NASA has just released data gathered from JAXA, the Japanese equivalent of NASA, on how much Arctic ice melted this year. The results are not good….in fact, they’re really bad. This is the sixth biggest year for ice melt, all the others of which have occurred since the year 2000. If you’re living in Miami, move: Miami Beach will be lost to rising seas within the next 20 years. If you don’t believe me, see what local government in Florida are already doing. The combination of loss of wetlands and rising sea levels will take out most barrier island like Miami….if the intensified hurricanes don’t leve it first.
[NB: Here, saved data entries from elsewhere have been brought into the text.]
PR #2352, opened 2017-09-20
Fully implement and test projection filtering

### LINKED ISSUE #2343: Fully implement _isInclusionProjection
[`Model._isInclusionProjection`](https://github.com/girder/girder/blob/master/girder/models/model_base.py#L572) needs to support exclusion projections.

sutartmelson:
Fixes #2343

### DIFF
--- a/girder/models/model_base.py
+++ b/girder/models/model_base.py
@@ -569,32 +569,103 @@ class Model(ModelImporter):
         """
         return 1
 
-    def _isInclusionProjection(self, fields):
-        """
-        Test whether a projection filter is an inclusion filter (whitelist) or exclusion
-        projection (blacklist) of fields, as defined by MongoDB find() method `projection` param.
 
-        :param fields: A mask for filtering result documents by key, or None to return the full
-            document, passed to MongoDB find() as the `projection` param.
-        :type fields: `str, list of strings or tuple of strings for fields to be included from the
-            document, or dict for an inclusion or exclusion projection`.
-        """
-        if fields is None:
-            return False
+def _isInclusionProjection(fields):
+    """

Before I went to Churchill I posted a piece on why you need to be concerned about Arctic ice melt. I will probably sound like I”m stuck on a feedback loop (I don’t know that the metaphor of a “broker record” with a scratch in it that forces the needle to keep going back over the same section of the record has any continuing meaning in this digital age), but this concept is important for EVERY citizen EVERYWHERE to understand.
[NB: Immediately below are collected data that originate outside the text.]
PR #2353, opened 2017-09-20
Create a "2.x-maintenance" branch, which is always synced with "master"

brianhelba:
This creates a `2.x-maintenance` branch, to correspond to the existing [`1.x-maintenance` branch](https://github.com/girder/girder/tree/1.x-maintenance). The semantics of `2.x-maintenance` are: "always points to the latest version (released or otherwise) in the 2.x.x series".

This provides a semantically stable ref for downstream plugins / projects to track after 3.0 has been released, before they are able to undertake the effort of a 2->3 migration. This concept (as `1.x-maintenance`) has already proven useful for some downstream users.

### DIFF
--- a/docs/installation.rst
+++ b/docs/installation.rst
@@ -107,8 +107,13 @@ Install from Git repository
 Obtain the Girder source code by cloning the Git repository on
 `GitHub <https://github.com>`_: ::
 
-    git clone https://github.com/girder/girder.git
+    git clone -b 2.x-maintenance https://github.com/girder/girder.git
     cd girder
+
+.. note:: Note, it is strongly recommended that downstream (i.e. for production or to
+   support plugin development) users installing from Git track the ``2.x-maintenance`` branch, as
+   this branch will always point to the latest version (which is typically pre-release) in the 2.x.x
+   series.
 
 To run the server, you must install some external Python package
 dependencies: ::
--- a/docs/installation.rst
+++ b/docs/installation.rst
@@ -107,7 +107,7 @@ Install from Git repository
 Obtain the Girder source code by cloning the Git repository on
 `GitHub <https://github.com>`_: ::
 
-    git clone -b 2.x-maintenance https://github.com/girder/girder.git
+    git clone --branch 2.x-maintenance https://github.com/girder/girder.git
     cd girder
 
 .. note:: Note, it is strongly recommended that downstream (i.e. for production or to
--- a/circle.yml
+++ b/circle.yml
@@ -42,3 +42,4 @@ deployment:
     commands:
       - curl 'https://doc.esdoc.org/api/create' -X POST --data-urlencode "gitUrl=git@github.com:girder/girder.git"
       - ./scripts/galaxy_deploy.sh
+      - git push git@github.com:girder/girder.git master:2.x-maintenance


brianhelba:
I'd like to document this (along with the existing `1.x-maintenance` branch) somewhere, so we can make the semantic guarantees explicit. @girder/developers any suggestions for where to put this info?

brianhelba:
@girder/developers PTAL.

mgrauer:
I thought when you explained this to me you said 2.x-maintenance would track the latest 2.x release branch, (rather than as you said in the top comment here "released or otherwise")? Did I get that wrong?

What I like about the idea of the 2.x-maintenance and 1.x-maintenance branches tracking the releases is that there is a symmetry with the 3.x-maintenance branch--we can introduce that one to track the latest release in 3.x series, which gives downstreams an option to track released versions rather than tracking master, and also will allow downstreams not to have to change when at some point master points to 4.x code.

I do generally agree with the notion of a 1.x- and 2.x-maintenance branch (and even 3.x-) but want to get this detail nailed down.

brianhelba:
@mgrauer Thanks for clarifying this. It's possible that I said something different in my conversation with you, but I'm confident that this PR reflects the best way forward.

Right now, `1.x-maintenance` and `v1.7.1` do point to the same commit, but that it only incidental. When a new issue needs to be backported, it is applied to `1.x-maintenance`. If we want to do a release at that point, we can, but we are not obligated to.

This PR is creating a `2.x-maintenance` branch with the same semantics: always pointing to the *latest* 2.x commit, regardless of whether that's a release. Right now, this serves to provide a stable reference for downstreams to always track the bleeding edge of 2.x development. After the 3 release, it will also serve as the `HEAD` for new commits to the 2.x series (because tags can't be committed / merged to without detaching the `HEAD`). For both functions, it is necessary for `2.x-maintenance` to point to the latest commit, but not *necessarily* the latest release.

If a downstream wants the latest *release*, there has always been an easy way: install from `pip` using an abstract version specifier (i.e. `pip install girder == 2.*`).

brianhelba:
@girder/developers I've just added documentation, so this is ready for review. PTAL.

docs/installation.rst
```diff
@@ -107,9 +107,14 @@ Install from Git repository
 Obtain the Girder source code by cloning the Git repository on
 `GitHub <https://github.com>`_: ::
 
-    git clone https://github.com/girder/girder.git
+    git clone -b 2.x-maintenance https://github.com/girder/girder.git
```
manthey: This line bothers me, even though it is justified below.  It is unusual to show a `git clone` with the `-b` as part of standard installation instructions.  I think it might be better to have this without the branch, and have the code block showing its use inside the following note.

brianhelba: We have a separate page for a [Developer Installation](https://github.com/girder/girder/blob/master/docs/dev-installation.rst) of Girder, where we definitely should encourage people to check out `master`.

However, the line at hand is inside documentation referring to the installation process for general usage, where long-term stability could matter. Under those circumstances, it's far safer to put people on `2.x-maintenance` by default, rather than `master`.

I imagine that those users who are sophisticated enough to appreciate the difference between the two branches will easily be able to modify the `git` command to suit their needs (and honestly would probably be happier if we made the documentation more concise by eliding a lot of these commands). Less sophisticated or less attentive users may also not read the whole note or appreciate its implications, so I'd rather do the "best thing" by default, and place the caveats or alternatives deeper down where intrepid power users can still access them.

brianhelba:
@manthey Switched to the long-form command argument.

Ice reflects more than 90% of the sunlight it receives. Most of what comes in, goes out. Open sea water, by comparison, is dark, and absorbs about 90% of the solar radiation that hits is.
Think about that. As the ice melts, more solar radiation gets absorbed in the Arctic sea water. This is a lot of energy, more than the equator receives during July because the day up north is so much longer. If the ice is gone, that energy is going into the water, and is staying there. True, the ice will reform, but the water is warmer each year. This is a classic example of a positive feedback loop. Assuming relatively constant conditions, the Arctic will continue to heat. Water has one of the highest capacities for heat storage of all materials, often 10 times that of metals, and 3-5 times that of land.
If this continues, the permafrost in Russia, Alaska, Canada and Scandinavia will start to melt. As we discussed before, there’s a lot of undigested carbon in the tundra. If the permafrost melts completely, it will release exponentially more carbon than we’ve managed to put into the atmosphere since 1750. The drought in California and the American West will seem minor compared to the heat rise if that happens, and the worldwide flooding caused by sea rise will be devastating. Remember, the highest point in Florida is 119 feet above sea level. Florida, Louisiana, and lots of places in the American South will be the first to be inundated with the rising seas.
I am quite pessimistic about our taking any significant action that would make things better. Our children, grandchildren, and great-grandchildren will not look back kindly upon us if we don’t, and I’m sad to say that I think that a flooded, heat-stricken world will be our legacy to them.